EXERCISE OBJECTIVE >>
If a line of the data below contains the string "storing", copy it into your answer.

DATA FOR THE TASK >>
PR #6078, opened 2025-05-09
Refactor `_tell_with_warning`

sawa3030:
## Motivation
Improve the performance of `_tell_with_warning` by reducing unnecessary deep copies and simplifying how warning messages are handled.

## Description of the Changes
- Replaced `deepcopy` with a shallow copy in `_tell_with_warning` to reduce overhead when returning a `FrozenTrial`.
- A `deepcopy` is performed only in contexts where the `FrozenTrial` might be modified, such as when it is passed into callbacks or used in `study.tell()`.
- Refactored warning handling by returning the `warning_message` directly from `_tell_with_warning`, rather than storing it in `system_attrs`.
- Added tests to ensure that warning messages are correctly returned and handled in affected scenarios.

### DIFF
--- a/optuna/study/_optimize.py
+++ b/optuna/study/_optimize.py
@@ -7,6 +7,7 @@ from concurrent.futures import FIRST_COMPLETED
 from concurrent.futures import Future
 from concurrent.futures import ThreadPoolExecutor
 from concurrent.futures import wait
+import copy
 import datetime
 import gc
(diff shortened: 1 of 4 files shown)


sawa3030:
Let me close this PR for now and split it into two separate ones: one for avoiding `deepcopy`, and another for handling the warning message.

PR #6082, opened 2025-05-14
Refactor warning handling of `_tell_with_warning`

sawa3030:
## Motivation
The `warning_message` does not need to be stored in `frozen_trial.system_attrs`. This PR refactors the implementation to return the warning message directly from `_tell_with_warning`.

**Note:** After this change, the warning message will no longer be accessible via `frozen_trial.system_attrs[STUDY_TELL_WARNING_KEY]`. However, warning messages can still be captured via `logging.getLogger`. In addition, I checked public GitHub repositories, and it looks like `STUDY_TELL_WARNING_KEY` is not used directly by users, so the impact should be minimal.

## Description of the changes
- Refactored the warning handling logic to return the warning message from `_tell_with_warning` instead of storing it in `system_attrs`.
- Updated affected call sites to handle the returned warning message explicitly.
- Added tests to ensure the warning message is correctly returned and can be logged or captured as expected.

### DIFF
--- a/optuna/study/_optimize.py
+++ b/optuna/study/_optimize.py
@@ -23,7 +23,6 @@ from optuna import trial as trial_module
 from optuna.storages._heartbeat import get_heartbeat_thread
 from optuna.storages._heartbeat import is_heartbeat_enabled
 from optuna.study._tell import _tell_with_warning
-from optuna.study._tell import STUDY_TELL_WARNING_KEY
 from optuna.trial import FrozenTrial
 from optuna.trial import TrialState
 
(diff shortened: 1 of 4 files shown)


HideakiImamura:

sawa3030:
@gen740 Thank you for the review. I've made the update accordingly. PTAL!

gen740 (approved):
LGTM!

not522 (commented):
Could you remove tests for warning messages? They are implementation detail and generally are not tested.

sawa3030:
@not522 Thank you for the advice. I've made the update. PTAL!

not522 (approved):
LGTM!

TASK OUTPUT >>
- Refactored warning handling by returning the `warning_message` directly from `_tell_with_warning`, rather than storing it in `system_attrs`.
- Refactored the warning handling logic to return the warning message from `_tell_with_warning` instead of storing it in `system_attrs`.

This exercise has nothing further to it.